Game 39, LastOrder-Steamhammer (replay file), was a good example of the game plan. LastOrder countered zergling with zergling for a while, then seemed to grow bored and made 4 sunkens to hide behind—far more than necessary or useful. A little later, it seemed to predict Steamhammer’s spire timing, adding excessive spores too. Steamhammer understands in principle how to react: It makes extra drones and gets ahead in both army and economy. Steamhammer could not safely attack the heavy defenses, but it could prevent LastOrder from expanding beyond its natural and win slowly. Sure enough, LastOrder tried to expand to a third, Steamhammer caught it and sent the entire army to erase the attempt—and LastOrder exploited the play, which was strategically correct but tactically wrong, hitting Steamhammer’s natural while its forces were out of position. Steamhammer’s tactical analysis is minimal; it doesn’t realize that it should destroy the expansion attempt with a small detachment.
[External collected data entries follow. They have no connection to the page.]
PR #659, opened 2017-05-31
embulk/guess/json.rb: JsonGuessPlugin ignores JsonParseException

muga:
This PR changes `JsonGuessPlugin` to ignore `JsonParseException` if it can parse even one JSON data. 

### Problem

`JsonGuessPlugin` guess sometimes fails because it gets `JsonParseException` when it cannot parse the last line of sampling buffer correctly. 

### Fix

To fix this issue, I changes the guess plugin to ignore `JsonParseException` if even one JSON data can be parsed. I first wanted to use `LineGuessPlugin` but, `JsonGuessPlugin` cannot extend it because `JsonGuessPlugin` should guess multi-line JSON.

### DIFF
--- a/lib/embulk/guess/json.rb
+++ b/lib/embulk/guess/json.rb
@@ -22,7 +22,8 @@ module Embulk
             # JSON object type check (isMapValue) is required for v. Because JsonParserPlugin
             # accepts only object type. And single column CSV avoids to be guessed as Json
             # parser type.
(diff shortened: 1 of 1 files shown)


muga:
@dmikurube please take a look? If you have better algorithm, please let me know.

muga:
Thank you for reviewing. I will merge it after CI passed.

muga:
Merged.

PR #661, opened 2017-06-01
Ignore JsonParseException in JSON preview if at least one JSON is already parsed.

dmikurube:
Similar to #659, it is required for JSON preview.


dmikurube:
@muga Thanks! Merging this PR for the time being.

Game 33041, LastOrder-Tyr (replay file), is one of the games that makes me suspect that LastOrder overfitted. Watch what happens after 7:00. LastOrder scouts Tyr’s turtle cannons with a zergling. LastOrder immediately reacts by building... many spore colonies, a nonsensical action. I think LastOrder saw the cannons and concluded, “I’ve seen this play before, and I know what is coming: Carriers!” It believes it is playing against XIMP. It plays similarly in games against XIMP.

LastOrder is a super interesting experiment. It did not score high like CherryPi, but it applied reinforcement learning to a more difficult problem, and it is far more successful than Sijia Xu’s past experiments with machine learning in Overkill. Its middling result is worth something, and yet its play remains somewhat disappointing. LastOrder’s play is highly reactive, but the reactions are often poor and the bot’s range of play is narrow (a wider pool of training opponents should help). I didn’t give examples, but many games show dishearteningly weak macro and mistaken tech decisions (possibly a better training methodology is needed). The problem is not solved yet!